You can’t top a master by copying him. As great as certain parts of Mary and the Witch’s Flower are, they aren’t better than those that inspired them. In terms of the quality of the animation, as well as the level of artistry, Miyazaki sets too high a standard to emulate, let alone exceed. When the headmistress of a school for young witches emerges from a fountain as a being composed of water, it’s beautifully rendered—but it’s too reminiscent of similar character designs and effects found in Miyazaki’s films. “Been there, seen that” isn’t a reaction you want to elicit when establishing your own, unique brand—particularly if the original was better executed.

However, it’s in the storytelling and the presentation of strong thematic elements and messages that Miyazaki stands alone. When the New York Times film critics recently ranked the best films of the century so far, they placed Spirited Away at number two, behind PT Anderson’s masterpiece, There Will Be Blood—and despite being an animated, kid-friendly film, some would argue it deserved top spot. The emotional depth of what he creates, often with only the simplest of plots, reveals an innate understanding of how to tell a resonant story. Miyazaki’s films remain in your consciousness.

Mary and the Witch’s Flower is a bittersweet viewing experience. It’s ephemeral. The film shows great artistic promise, but it doesn’t linger in the imagination or lead to philosophical exploration as the best of Miyazaki’s films do.

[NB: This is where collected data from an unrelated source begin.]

PR #444, opened 2024-01-27
Enforce instance key to be dtype int

melonora:
Pretty much as in the title. It also checks whether for each region the values in the `instance_key` column in `obs` are unique.


melonora:
Also one small change with the genes here as single character strings can be interpreted as color.

LucaMarconato:
Looks great to me! Merged 🥳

However, fans of Ghibli will be happy to know that the legacy of the house style will carry on with Studio Ponoc—and that someone will continue to aim for that very high bar.

Intended or not, another consequence of this film’s release will be a stark reality check; we will soon have to accept that we won’t see any new films from the master, Hayao Miyazaki. Perhaps that was what these former apprentices wanted all along—to ensure we won’t just look back with nostalgic longing for what once was, after the great man has passed. Maybe the new generation at Ponoc want us to fully appreciate and celebrate the man while he’s still around… So, when exactly does Ghibli plan to release Kimitachi wa Dou Ikiru Ka (“How Do You Live?”)?